Fertighäuser sind immer Häuser in Holzbauweise und damit günstiger
als Steinhäuser - außerdem gibt es die Möglichkeit ein Ausbauhaus
zu erwerben.
Hierbei wird auf der Kellerdecke beziehungsweise der Bodenplatte eine komplette
Haushülle errichtet, wobei der Bauherr den Innenausbau ganz oder teilweise
selbst vornimmt. Schulungskurse sollen den Erwerber eines solchen Fertighauses
mit grundlegenden Techniken vertraut machen und außerdem steht bei Problemen
ein Bauleiter zur Verfügung. Bei der Finanzierung eines Fertighauses ist
dies von Vorteil, denn die erbrachte Eigenleistung wird dem Eigenkapital zugerechnet.

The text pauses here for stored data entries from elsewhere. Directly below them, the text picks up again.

PR #168, opened 2018-12-12
Spec/refactor

JizKadasha:
A refactor proposal which describes the basic ideas.

### DIFF
--- a/docs/specs/code/REFACTOR_PROPOSAL.md
+++ b/docs/specs/code/REFACTOR_PROPOSAL.md
@@ -24,3 +24,7 @@ We don't have a possibility to access store or actions from any component withou
 - fix the structure
 
 For now, the MainLayout component is used in most containers - they return the content wrapped in the MainLayout, and it happens in most cases. We could just wrap the routing in the MainLayout so we will achieve the same result but without breaking DRY principle. Again, for now it's a lot of really unnecessary code, with all it's cons. There can be some more issues with the structure, but this one is probably the main one.
+
+- additional: switch from Mobx to Redux
+
+Need to check if Redux has something to work with Intl, and if it does, we can use it - probably with Redux-sagas, which have a very neat syntax, very easy to test and which simplify a lot working with async actions and other side effects.
--- a/docs/specs/code/REFACTOR_PROPOSAL.md
+++ b/docs/specs/code/REFACTOR_PROPOSAL.md
@@ -1,0 +1,26 @@
+# Idea
+
+Refactor the app, use newer dependencies, improve code quality
+
+# Motivation
+
+Currently there are some things in the project which make working with it a bit too hard. The project structure could be better, the routing could be better, we could use the latest react-router and react and that could help a lot.
+
+
+# Proposal
+
+- update dependencies: react-router 4 instead of 3, React 16 instead of 15
+
+Basically the routing in react-router 4 is more handy and allows to work with it with less effort. As for React 16, there are some useful things - for example, <Fragment /> component, it can be used to avoid wrapping multiple JSX elements in the unnecessary <div />. Also there are new lifecycle methods in React 16, and the React team works on the optimisation, so this can be useful.
+
+- update routing
+
+Currently the routing breaks DRY principle. There are just a lot of repeated things in each route. This appearance makes code hard to read and understand. Also if we need to add a new route, we have to repeat all these previously repeated things for a new route too.
+
+- use Mobx Provider in a proper way
+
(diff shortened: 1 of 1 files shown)


docs/specs/code/REFACTOR_PROPOSAL.md
```diff
@@ -0,0 +1,30 @@
...
+
+- use Mobx Provider in a proper way
+
+We don't have a possibility to access store or actions from any component without it's own route. That's because there are no Provider wrapping the routes, only the IntlProvider, so we can see the current locale etc, but nothing more. Unfortunately, we can have some cases when we want to see store from the deeply nested component. As for now, this primitive thing requires a lot of repeated code, and more unnecessary code can accidentally bring more bugs. Also it's harder to maintain the project, to fix bugs or implement more features, and it would be so much heavier to new team members (if some) to understand the code.
+
+- fix the structure
+
+For now, the MainLayout component is used in most containers - they return the content wrapped in the MainLayout, and it happens in most cases. We could just wrap the routing in the MainLayout so we will achieve the same result but without breaking DRY principle. Again, for now it's a lot of really unnecessary code, with all it's cons. There can be some more issues with the structure, but this one is probably the main one.
```
SebastienGllmt: The top-level layouts are a little messy since Daedalus has a more complex Layout system that we didn't need.

docs/specs/code/REFACTOR_PROPOSAL.md
```diff
@@ -0,0 +1,30 @@
...
+
+- update dependencies: react-router 4 instead of 3, React 16 instead of 15
+
+Basically the routing in react-router 4 is more handy and allows to work with it with less effort. As for React 16, there are some useful things - for example, `<Fragment />` component, it can be used to avoid wrapping multiple JSX elements in the unnecessary `<div />`. Also there are new lifecycle methods in React 16, and the React team works on the optimisation, so this can be useful.
+
+- update routing
+
+Currently the routing breaks DRY principle. There are just a lot of repeated things in each route. This appearance makes code hard to read and understand. Also if we need to add a new route, we have to repeat all these previously repeated things for a new route too.
+
+- use Mobx Provider in a proper way
```
SebastienGllmt: The reason we got rid of the Provider is actually because it doesn't work with `Flow` and so using a Provider causes a bunch of types to fail to resolve which has lead to sneaky bugs in the past

docs/specs/code/REFACTOR_PROPOSAL.md
```diff
@@ -0,0 +1,30 @@
...
+
+- fix the structure
+
+For now, the MainLayout component is used in most containers - they return the content wrapped in the MainLayout, and it happens in most cases. We could just wrap the routing in the MainLayout so we will achieve the same result but without breaking DRY principle. Again, for now it's a lot of really unnecessary code, with all it's cons. There can be some more issues with the structure, but this one is probably the main one.
+
+- additional: switch from Mobx to Redux
+
+Need to check if Redux has something to work with Intl, and if it does, we can use it - probably with Redux-sagas, which have a very neat syntax, very easy to test and which simplify a lot working with async actions and other side effects.
```
SebastienGllmt: This one would be a lot more work than the others so probably requires more thought and analysis if we really want to go for it. If we really want to look into this I think we should get least @sarveshwar-singh or somebody else to look into it together and then make the case during one of our Tuesday meetings.

docs/specs/code/REFACTOR_PROPOSAL.md
```diff
@@ -0,0 +1,30 @@
...
+
+# Proposal
+
+- update dependencies: react-router 4 instead of 3, React 16 instead of 15
+
+Basically the routing in react-router 4 is more handy and allows to work with it with less effort. As for React 16, there are some useful things - for example, `<Fragment />` component, it can be used to avoid wrapping multiple JSX elements in the unnecessary `<div />`. Also there are new lifecycle methods in React 16, and the React team works on the optimisation, so this can be useful.
+
+- update routing
+
+Currently the routing breaks DRY principle. There are just a lot of repeated things in each route. This appearance makes code hard to read and understand. Also if we need to add a new route, we have to repeat all these previously repeated things for a new route too.
```
SebastienGllmt: The reason that they are all the same is because every route takes all `stores` and all `actions`. This is something we inherited from Daedalus that I don't think is good design. We should instead give some though into which `stores`/`actions` components need and only pass those in.

docs/specs/code/REFACTOR_PROPOSAL.md
JizKadasha: I'll check out what we can do with Flow and Provider. By getting rid of the Provider we also got rid of access to the stores for the deeply nested components.

docs/specs/code/REFACTOR_PROPOSAL.md
JizKadasha: Inject would help us; while we don't use Provider, we could at least iterate over an array or object with routes to get rid of writing manually every new route and passing to it all these things again and again.

docs/specs/code/REFACTOR_PROPOSAL.md
JizKadasha: Actually there will be much more work with fixing structure than with switching to Redux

Ein Fertighaus gibt es als unterschiedlichsten Typ wie zum Beispiel als Bungalow,
als Holzhaus mit integriertem Wintergarten oder als behindertengerechtes Fertighaus.
Die Größe und Höhe des Fertighauses sowie die Dachart des Fertighauses
können individuell gewählt werden, ebenso je nach Wunsch eine Terasse
sowie eine Garage.
Ein Vorteil beim Bau eines Fertighauses ist, dass viel Zeit gespart wird. In der
Regel steht die Haushülle, die aus großformatigen Bauteilen besteht,
in etwa einer Woche.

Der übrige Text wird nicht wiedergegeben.